Exercise details>
All lines holding the string "zero" should be copied from the data below.

Excerpted data>
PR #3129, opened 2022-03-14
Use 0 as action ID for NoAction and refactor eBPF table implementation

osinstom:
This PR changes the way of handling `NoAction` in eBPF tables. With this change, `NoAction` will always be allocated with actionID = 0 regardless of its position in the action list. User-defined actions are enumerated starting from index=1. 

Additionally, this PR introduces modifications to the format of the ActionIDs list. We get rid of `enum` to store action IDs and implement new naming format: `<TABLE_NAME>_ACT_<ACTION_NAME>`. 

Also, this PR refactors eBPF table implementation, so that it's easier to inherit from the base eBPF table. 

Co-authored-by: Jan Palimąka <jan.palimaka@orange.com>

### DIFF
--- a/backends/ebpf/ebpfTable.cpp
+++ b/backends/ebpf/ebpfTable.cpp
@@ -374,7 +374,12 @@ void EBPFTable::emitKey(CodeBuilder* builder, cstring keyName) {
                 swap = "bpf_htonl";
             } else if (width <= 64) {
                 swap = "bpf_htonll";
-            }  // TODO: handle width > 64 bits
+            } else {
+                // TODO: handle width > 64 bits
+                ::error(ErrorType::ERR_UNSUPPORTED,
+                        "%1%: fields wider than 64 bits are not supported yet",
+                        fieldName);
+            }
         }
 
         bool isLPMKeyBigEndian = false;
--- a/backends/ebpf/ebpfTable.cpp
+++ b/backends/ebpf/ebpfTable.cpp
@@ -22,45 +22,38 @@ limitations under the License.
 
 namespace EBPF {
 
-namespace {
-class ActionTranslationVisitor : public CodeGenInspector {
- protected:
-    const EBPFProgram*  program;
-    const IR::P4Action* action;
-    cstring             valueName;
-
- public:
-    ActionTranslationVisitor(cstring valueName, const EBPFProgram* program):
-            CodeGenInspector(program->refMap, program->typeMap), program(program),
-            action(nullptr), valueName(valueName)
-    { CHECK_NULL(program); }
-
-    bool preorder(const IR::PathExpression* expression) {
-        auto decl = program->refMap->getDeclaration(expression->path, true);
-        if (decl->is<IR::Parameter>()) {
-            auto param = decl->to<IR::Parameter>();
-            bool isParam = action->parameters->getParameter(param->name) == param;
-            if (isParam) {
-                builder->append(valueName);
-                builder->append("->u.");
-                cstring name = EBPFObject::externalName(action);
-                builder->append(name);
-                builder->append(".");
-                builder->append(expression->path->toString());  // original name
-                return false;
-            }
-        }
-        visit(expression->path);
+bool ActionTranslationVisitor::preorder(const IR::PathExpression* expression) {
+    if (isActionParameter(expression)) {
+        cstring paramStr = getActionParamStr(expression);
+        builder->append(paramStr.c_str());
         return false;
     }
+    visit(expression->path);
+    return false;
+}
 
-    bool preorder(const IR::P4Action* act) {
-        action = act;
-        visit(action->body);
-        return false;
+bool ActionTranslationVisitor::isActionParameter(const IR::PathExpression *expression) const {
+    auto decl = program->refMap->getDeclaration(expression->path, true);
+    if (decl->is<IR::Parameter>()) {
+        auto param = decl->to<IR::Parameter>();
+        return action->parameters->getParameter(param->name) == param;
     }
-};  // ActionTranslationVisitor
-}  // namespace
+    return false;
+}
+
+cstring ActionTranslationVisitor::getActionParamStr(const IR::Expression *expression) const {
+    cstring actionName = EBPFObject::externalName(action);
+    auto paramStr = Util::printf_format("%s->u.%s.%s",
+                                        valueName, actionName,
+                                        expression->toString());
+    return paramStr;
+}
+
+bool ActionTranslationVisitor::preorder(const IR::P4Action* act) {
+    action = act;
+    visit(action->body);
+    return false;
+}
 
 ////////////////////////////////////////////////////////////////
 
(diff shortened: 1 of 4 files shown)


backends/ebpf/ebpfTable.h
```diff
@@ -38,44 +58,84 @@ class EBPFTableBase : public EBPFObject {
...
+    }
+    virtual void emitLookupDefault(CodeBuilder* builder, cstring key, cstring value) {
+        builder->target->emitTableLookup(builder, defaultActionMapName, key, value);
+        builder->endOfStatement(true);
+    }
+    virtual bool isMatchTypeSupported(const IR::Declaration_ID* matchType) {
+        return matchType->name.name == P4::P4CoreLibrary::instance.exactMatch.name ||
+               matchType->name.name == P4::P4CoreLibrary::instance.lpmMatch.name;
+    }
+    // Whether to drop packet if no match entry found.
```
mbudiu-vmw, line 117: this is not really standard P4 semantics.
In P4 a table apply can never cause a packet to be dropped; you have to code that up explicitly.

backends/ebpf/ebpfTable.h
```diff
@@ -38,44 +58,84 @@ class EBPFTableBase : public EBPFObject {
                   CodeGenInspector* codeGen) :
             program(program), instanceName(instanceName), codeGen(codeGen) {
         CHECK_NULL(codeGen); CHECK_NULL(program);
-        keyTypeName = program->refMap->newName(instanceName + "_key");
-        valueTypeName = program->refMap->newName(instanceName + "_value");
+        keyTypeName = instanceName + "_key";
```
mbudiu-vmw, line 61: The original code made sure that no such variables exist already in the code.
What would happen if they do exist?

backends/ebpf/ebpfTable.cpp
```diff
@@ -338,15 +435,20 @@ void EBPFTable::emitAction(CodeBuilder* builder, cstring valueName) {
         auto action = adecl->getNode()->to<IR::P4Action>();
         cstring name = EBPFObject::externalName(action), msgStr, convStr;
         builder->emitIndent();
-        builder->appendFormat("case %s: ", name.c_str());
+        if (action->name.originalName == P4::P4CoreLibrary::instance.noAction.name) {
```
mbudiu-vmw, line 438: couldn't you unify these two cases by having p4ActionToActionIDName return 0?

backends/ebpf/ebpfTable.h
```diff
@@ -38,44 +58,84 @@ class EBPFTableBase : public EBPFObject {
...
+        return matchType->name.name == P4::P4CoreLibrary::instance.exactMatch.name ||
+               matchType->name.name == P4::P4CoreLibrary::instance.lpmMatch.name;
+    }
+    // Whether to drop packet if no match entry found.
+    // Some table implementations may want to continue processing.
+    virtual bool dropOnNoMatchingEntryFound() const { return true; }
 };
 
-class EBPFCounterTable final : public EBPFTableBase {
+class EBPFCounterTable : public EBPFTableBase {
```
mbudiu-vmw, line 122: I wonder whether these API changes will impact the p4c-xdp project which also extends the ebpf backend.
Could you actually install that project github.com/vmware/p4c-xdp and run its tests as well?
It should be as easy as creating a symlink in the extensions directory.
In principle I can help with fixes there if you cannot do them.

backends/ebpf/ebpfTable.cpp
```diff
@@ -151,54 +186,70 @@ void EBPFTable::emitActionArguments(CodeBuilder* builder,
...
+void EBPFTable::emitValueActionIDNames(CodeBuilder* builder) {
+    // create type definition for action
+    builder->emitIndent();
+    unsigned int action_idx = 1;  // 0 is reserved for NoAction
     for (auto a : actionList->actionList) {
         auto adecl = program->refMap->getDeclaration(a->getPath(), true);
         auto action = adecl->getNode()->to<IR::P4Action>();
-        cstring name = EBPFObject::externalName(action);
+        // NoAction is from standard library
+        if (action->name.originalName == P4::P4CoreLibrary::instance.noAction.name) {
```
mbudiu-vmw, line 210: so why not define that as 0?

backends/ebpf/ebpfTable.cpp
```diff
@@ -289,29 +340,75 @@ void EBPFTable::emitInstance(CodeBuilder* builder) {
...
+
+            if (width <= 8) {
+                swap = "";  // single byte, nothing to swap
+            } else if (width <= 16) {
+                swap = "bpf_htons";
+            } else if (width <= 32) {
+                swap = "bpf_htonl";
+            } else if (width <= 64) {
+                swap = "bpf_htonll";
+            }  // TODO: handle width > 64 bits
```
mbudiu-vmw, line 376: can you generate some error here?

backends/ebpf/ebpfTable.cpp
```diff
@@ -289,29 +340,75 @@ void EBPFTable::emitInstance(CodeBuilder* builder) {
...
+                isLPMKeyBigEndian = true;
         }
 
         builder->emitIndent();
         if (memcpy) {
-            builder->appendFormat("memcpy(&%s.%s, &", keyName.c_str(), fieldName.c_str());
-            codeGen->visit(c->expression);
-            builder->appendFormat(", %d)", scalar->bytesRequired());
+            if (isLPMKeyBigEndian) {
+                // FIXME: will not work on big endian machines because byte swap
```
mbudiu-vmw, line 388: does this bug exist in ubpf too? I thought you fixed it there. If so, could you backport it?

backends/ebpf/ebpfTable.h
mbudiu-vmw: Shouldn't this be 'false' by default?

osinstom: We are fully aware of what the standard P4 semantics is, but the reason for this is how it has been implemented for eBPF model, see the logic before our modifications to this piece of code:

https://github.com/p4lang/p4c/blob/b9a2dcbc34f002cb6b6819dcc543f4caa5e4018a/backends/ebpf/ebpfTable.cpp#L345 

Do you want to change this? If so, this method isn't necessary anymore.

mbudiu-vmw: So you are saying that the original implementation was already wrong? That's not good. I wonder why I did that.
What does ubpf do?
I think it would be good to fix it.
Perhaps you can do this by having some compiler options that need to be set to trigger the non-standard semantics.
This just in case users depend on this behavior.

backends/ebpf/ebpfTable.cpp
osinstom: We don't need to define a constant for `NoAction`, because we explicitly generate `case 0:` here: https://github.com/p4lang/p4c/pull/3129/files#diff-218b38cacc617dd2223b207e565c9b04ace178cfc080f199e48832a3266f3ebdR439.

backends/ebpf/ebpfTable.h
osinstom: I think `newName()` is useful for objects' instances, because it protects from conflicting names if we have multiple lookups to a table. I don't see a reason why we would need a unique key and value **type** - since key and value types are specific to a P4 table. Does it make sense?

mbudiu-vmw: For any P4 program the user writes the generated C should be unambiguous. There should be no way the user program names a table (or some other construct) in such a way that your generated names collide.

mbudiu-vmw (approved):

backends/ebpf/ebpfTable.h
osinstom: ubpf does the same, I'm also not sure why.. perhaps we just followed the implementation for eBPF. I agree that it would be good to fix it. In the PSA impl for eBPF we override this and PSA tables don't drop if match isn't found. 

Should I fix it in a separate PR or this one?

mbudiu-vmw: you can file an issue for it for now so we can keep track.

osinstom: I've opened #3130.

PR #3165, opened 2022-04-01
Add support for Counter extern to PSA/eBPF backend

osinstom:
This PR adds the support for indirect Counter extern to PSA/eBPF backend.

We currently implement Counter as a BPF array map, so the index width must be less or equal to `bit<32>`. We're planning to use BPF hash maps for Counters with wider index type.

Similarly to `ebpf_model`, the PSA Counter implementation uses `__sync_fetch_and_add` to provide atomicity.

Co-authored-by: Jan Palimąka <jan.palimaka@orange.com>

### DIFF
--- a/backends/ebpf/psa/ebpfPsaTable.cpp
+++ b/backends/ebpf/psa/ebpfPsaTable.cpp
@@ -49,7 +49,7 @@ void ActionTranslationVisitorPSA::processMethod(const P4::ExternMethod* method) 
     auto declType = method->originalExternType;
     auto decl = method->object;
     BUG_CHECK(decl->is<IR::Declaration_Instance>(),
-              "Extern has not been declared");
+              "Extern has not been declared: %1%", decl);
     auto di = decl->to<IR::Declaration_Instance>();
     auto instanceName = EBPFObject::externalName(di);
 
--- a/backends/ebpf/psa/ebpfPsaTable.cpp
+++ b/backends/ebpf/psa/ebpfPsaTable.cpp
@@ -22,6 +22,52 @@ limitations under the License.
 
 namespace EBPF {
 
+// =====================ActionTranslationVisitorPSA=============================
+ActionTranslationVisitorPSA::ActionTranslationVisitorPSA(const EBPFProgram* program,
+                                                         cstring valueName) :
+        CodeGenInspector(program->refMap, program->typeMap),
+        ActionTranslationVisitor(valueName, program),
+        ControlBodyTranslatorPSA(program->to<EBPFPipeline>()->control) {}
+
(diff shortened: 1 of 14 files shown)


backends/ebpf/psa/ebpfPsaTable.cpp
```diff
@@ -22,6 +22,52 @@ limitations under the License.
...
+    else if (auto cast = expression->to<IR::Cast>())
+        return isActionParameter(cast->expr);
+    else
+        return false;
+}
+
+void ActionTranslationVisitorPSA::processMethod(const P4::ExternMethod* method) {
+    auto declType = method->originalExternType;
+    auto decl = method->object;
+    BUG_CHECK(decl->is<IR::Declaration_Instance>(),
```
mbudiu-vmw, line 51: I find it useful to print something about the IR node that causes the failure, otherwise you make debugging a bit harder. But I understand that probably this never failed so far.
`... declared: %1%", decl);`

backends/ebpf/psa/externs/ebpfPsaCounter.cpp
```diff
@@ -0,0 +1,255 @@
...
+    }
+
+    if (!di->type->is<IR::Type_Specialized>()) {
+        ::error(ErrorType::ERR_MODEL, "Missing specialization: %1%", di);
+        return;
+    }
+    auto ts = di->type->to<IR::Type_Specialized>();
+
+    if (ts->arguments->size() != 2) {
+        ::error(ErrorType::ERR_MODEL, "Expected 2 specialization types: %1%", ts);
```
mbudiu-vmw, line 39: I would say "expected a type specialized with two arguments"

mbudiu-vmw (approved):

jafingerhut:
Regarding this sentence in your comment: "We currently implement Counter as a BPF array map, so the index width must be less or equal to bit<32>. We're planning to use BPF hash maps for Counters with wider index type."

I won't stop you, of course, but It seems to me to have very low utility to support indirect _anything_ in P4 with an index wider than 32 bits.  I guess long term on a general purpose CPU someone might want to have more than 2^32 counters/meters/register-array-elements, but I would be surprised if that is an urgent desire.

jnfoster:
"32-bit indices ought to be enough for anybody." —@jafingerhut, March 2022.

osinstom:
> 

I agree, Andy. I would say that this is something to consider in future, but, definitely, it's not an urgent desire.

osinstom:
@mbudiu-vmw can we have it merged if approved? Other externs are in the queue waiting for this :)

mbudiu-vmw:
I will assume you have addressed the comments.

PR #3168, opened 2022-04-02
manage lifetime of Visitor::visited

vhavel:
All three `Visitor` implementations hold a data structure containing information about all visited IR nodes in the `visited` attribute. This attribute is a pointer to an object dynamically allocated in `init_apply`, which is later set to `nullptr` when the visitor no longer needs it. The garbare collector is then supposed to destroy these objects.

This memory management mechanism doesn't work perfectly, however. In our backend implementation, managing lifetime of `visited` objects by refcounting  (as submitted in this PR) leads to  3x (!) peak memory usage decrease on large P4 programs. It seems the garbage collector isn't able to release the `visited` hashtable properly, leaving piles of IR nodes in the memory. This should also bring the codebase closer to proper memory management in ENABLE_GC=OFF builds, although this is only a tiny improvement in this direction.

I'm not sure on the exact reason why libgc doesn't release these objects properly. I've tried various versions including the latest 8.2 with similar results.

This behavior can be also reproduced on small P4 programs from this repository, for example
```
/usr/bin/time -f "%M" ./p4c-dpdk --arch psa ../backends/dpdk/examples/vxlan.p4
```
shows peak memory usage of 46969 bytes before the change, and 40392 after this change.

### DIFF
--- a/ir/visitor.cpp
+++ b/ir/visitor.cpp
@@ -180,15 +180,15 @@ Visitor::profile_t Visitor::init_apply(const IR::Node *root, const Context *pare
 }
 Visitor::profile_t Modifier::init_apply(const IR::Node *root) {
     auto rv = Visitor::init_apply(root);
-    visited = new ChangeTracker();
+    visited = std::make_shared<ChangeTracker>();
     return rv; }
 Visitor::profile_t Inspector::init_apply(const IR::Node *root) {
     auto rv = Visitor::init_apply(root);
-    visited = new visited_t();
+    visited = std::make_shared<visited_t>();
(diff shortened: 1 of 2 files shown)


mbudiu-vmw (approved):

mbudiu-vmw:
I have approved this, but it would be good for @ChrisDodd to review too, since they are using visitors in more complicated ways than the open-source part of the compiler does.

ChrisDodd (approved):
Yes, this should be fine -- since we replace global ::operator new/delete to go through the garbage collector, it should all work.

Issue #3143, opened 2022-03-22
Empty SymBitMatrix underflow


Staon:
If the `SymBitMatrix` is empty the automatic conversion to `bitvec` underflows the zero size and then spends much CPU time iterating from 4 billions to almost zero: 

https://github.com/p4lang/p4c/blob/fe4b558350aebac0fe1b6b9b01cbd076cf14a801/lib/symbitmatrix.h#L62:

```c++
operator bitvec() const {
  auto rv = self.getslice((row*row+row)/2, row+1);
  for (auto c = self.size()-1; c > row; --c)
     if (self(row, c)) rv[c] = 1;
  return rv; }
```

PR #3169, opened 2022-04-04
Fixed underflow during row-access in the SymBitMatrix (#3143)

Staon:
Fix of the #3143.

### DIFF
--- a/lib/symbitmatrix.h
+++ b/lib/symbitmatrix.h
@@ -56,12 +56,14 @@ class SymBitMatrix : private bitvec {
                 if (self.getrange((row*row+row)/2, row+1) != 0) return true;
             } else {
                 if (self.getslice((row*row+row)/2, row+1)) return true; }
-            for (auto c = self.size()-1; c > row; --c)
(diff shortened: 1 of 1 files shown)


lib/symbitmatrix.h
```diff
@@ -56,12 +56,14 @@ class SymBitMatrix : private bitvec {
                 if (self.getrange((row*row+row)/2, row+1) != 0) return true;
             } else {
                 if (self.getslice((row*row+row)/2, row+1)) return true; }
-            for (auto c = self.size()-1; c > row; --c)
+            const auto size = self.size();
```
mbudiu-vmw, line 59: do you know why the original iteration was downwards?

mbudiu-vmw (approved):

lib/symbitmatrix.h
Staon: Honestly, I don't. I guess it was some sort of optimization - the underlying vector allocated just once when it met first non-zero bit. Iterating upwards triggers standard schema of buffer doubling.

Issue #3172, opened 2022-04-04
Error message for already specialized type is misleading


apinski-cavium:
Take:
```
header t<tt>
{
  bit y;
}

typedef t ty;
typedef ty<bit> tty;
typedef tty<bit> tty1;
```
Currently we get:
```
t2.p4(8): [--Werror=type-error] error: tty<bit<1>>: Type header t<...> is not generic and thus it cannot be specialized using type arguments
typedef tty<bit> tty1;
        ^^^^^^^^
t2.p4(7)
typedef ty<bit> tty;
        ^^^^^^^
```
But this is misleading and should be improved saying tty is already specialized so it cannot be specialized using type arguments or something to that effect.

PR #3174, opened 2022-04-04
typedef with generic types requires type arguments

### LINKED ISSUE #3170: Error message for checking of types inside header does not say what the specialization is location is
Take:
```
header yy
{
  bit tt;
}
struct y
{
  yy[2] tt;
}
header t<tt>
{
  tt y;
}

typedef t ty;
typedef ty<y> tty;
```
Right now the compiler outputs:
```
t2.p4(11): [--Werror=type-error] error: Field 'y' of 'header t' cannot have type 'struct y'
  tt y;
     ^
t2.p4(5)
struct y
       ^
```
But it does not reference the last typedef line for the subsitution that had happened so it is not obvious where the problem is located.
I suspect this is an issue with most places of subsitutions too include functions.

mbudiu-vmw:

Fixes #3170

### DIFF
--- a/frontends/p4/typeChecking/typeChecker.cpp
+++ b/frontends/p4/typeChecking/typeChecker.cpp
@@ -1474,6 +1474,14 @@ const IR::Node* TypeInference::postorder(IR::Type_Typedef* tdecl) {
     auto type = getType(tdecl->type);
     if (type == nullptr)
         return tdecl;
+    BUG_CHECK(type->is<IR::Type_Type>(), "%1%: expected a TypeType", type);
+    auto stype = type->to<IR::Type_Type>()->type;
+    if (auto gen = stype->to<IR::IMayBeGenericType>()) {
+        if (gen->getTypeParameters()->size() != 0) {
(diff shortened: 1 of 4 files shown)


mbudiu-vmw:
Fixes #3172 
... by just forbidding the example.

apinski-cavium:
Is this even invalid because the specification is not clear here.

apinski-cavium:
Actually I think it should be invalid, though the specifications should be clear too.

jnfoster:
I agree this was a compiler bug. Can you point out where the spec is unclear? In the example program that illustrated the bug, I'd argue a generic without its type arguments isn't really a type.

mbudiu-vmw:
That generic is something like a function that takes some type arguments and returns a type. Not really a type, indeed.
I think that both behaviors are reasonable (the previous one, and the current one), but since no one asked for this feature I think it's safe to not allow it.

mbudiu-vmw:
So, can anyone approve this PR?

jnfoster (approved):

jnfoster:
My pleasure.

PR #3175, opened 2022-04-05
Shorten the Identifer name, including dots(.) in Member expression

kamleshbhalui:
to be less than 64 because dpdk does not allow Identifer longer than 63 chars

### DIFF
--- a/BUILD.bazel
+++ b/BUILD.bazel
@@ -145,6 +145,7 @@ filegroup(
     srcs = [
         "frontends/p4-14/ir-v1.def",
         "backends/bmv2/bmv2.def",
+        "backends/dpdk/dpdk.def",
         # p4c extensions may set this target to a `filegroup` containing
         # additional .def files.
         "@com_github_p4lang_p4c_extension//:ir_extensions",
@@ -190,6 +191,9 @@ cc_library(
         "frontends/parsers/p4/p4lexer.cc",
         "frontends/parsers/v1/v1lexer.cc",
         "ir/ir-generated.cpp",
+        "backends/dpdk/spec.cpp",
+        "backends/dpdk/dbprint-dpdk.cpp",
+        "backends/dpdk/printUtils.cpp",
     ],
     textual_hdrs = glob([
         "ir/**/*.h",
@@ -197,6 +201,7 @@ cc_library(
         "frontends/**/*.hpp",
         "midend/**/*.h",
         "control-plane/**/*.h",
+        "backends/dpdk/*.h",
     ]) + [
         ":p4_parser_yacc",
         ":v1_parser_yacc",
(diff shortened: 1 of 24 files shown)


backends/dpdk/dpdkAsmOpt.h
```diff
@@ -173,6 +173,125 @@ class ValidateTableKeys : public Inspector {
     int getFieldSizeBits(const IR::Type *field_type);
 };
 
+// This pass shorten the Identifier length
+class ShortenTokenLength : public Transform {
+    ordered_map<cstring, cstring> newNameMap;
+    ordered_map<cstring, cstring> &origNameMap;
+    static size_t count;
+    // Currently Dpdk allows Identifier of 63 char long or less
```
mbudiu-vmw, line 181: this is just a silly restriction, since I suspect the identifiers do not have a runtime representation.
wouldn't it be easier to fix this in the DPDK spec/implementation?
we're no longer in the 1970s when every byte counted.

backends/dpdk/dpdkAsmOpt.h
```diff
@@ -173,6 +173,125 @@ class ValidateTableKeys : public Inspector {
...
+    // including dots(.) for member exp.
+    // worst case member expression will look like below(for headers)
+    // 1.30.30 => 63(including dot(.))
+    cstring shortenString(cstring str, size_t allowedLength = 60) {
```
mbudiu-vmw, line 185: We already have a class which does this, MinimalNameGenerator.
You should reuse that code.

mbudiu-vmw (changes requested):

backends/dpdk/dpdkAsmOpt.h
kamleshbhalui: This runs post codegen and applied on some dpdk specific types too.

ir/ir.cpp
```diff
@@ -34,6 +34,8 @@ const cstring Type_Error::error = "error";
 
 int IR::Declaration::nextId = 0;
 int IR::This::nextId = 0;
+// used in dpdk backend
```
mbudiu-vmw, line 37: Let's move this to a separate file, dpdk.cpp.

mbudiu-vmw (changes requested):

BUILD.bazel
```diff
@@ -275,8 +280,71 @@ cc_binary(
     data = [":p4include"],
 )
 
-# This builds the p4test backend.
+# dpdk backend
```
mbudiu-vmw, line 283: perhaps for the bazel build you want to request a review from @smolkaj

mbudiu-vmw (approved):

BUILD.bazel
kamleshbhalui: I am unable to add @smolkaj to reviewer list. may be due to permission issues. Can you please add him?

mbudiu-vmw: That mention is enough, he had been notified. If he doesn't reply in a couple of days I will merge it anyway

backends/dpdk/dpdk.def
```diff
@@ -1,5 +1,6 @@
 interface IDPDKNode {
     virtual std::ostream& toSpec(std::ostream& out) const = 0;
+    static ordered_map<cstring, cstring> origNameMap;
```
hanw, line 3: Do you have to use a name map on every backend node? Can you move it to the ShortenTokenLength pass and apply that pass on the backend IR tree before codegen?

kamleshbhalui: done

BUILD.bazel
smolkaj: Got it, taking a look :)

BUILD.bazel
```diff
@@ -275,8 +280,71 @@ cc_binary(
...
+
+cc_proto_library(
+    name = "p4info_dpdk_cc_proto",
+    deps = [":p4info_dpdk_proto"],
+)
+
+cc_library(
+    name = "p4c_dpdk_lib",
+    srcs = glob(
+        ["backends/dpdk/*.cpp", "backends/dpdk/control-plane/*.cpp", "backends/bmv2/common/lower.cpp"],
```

Response>
If the `SymBitMatrix` is empty the automatic conversion to `bitvec` underflows the zero size and then spends much CPU time iterating from 4 billions to almost zero: 
Staon: Honestly, I don't. I guess it was some sort of optimization - the underlying vector allocated just once when it met first non-zero bit. Iterating upwards triggers standard schema of buffer doubling.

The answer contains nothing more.